TASK DETAILS
Pick out every line in the data below that holds "default".

Items listed in a dataset:
--------

PR #1655, opened 2019-06-01
Clarify description of assertions

### LINKED ISSUE #1606: Language Tour should explicitly mention asserts do not run the statement
https://dart.dev/guides/language/language-tour#assert

Currently it says "Assert statements have no effect in production code", however because of their function-like usage it is not immediately obvious that means the statement inside the parentheses is not run, e.g. `assert(x++ == 1)` will increment `x` when debugging but won't in production code.

It would be good to explicitly mention this to clarify the behaviour.

kwalrath:
Fixes #1606

Staged:
https://kw-staging-dartlang-2.firebaseapp.com/guides/language/language-tour#default-value
https://kw-staging-dartlang-2.firebaseapp.com/guides/language/language-tour#assert

### DIFF
--- a/src/_guides/language/language-tour.md
+++ b/src/_guides/language/language-tour.md
@@ -2323,7 +2323,7 @@ That depends on the tools and framework you're using:
 
 * Flutter enables assertions in [debug mode.][Flutter debug mode]
 * Development-only tools such as [dartdevc][]
-  typically support assertions by default.
+  typically enable assertions by default.
 * Some tools, such as [dart][] and [dart2js,][dart2js]
   support assertions through a command-line flag: `--enable-asserts`.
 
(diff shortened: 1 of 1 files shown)


src/_guides/language/language-tour.md
```diff
@@ -2326,6 +2318,18 @@ is true, the assertion succeeds and execution
 continues. If it's false, the assertion fails and an exception (an
 [AssertionError][]) is thrown.
 
+When exactly do assertions work?
+That depends on the tools and framework you're using:
+
+* Flutter enables assertions in [debug mode.][Flutter debug mode]
+* Development-only tools such as [dartdevc][]
+  typically support assertions by default.
```
johnpryan: I can't seem to find what `webdev` uses when it runs the dev compiler, but  I think changing to "typically enable assertions by default" might be more accurate here

PR #1664, opened 2019-06-04
[WIP] Reenable dev builds

### LINKED ISSUE #1663: Fix dev build
More info: #1662

kwalrath:
DO NOT MERGE. We can't fix the dev build without breaking the stable build.

Fixes #1663.

* Fixed issues that broke the old build.
* Updated expected error messages, which broke the build once I fixed the above.
* Updated .travis.yml
* Updated sound-problems

### DIFF
--- a/.travis.yml
+++ b/.travis.yml
@@ -23,9 +23,6 @@ matrix:
   # allow_failures:
     # - env: TASK="./tool/analyze-and-test-examples.sh"
       # dart: stable
-  allow_failures:
-    - env: TASK="./tool/analyze-and-test-examples.sh"
-      dart: dev
   exclude:
     - env: TASK="bundle exec jekyll build"
       dart: dev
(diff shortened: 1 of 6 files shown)


kwalrath:
It turns out that one of our pages actually referred to some of the error messages that changed. I've staged it, and it turns out that one of the old messages isn't showing up at all any more(?!). Maybe you can help me figure it out:

https://kw-staging-dartlang-2.firebaseapp.com/guides/language/sound-problems#a-function-of-type--cant-be-assigned

kwalrath:
Ugh, this might be one of those lovely cases where we're just going to have to let the dev build fail until we're ready to switch over. We'll still need to figure out why the sound-problems page has a blank.

kwalrath:
I think we need to keep allowing the dev builds to fail, since we’re making a fair number of analysis and language changes. #1717 has the rest of the changes from this PR (and then some).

--------

WRITTEN RESPONSE
https://kw-staging-dartlang-2.firebaseapp.com/guides/language/language-tour#default-value
-  typically support assertions by default.
+  typically enable assertions by default.
+  typically support assertions by default.
johnpryan: I can't seem to find what `webdev` uses when it runs the dev compiler, but  I think changing to "typically enable assertions by default" might be more accurate here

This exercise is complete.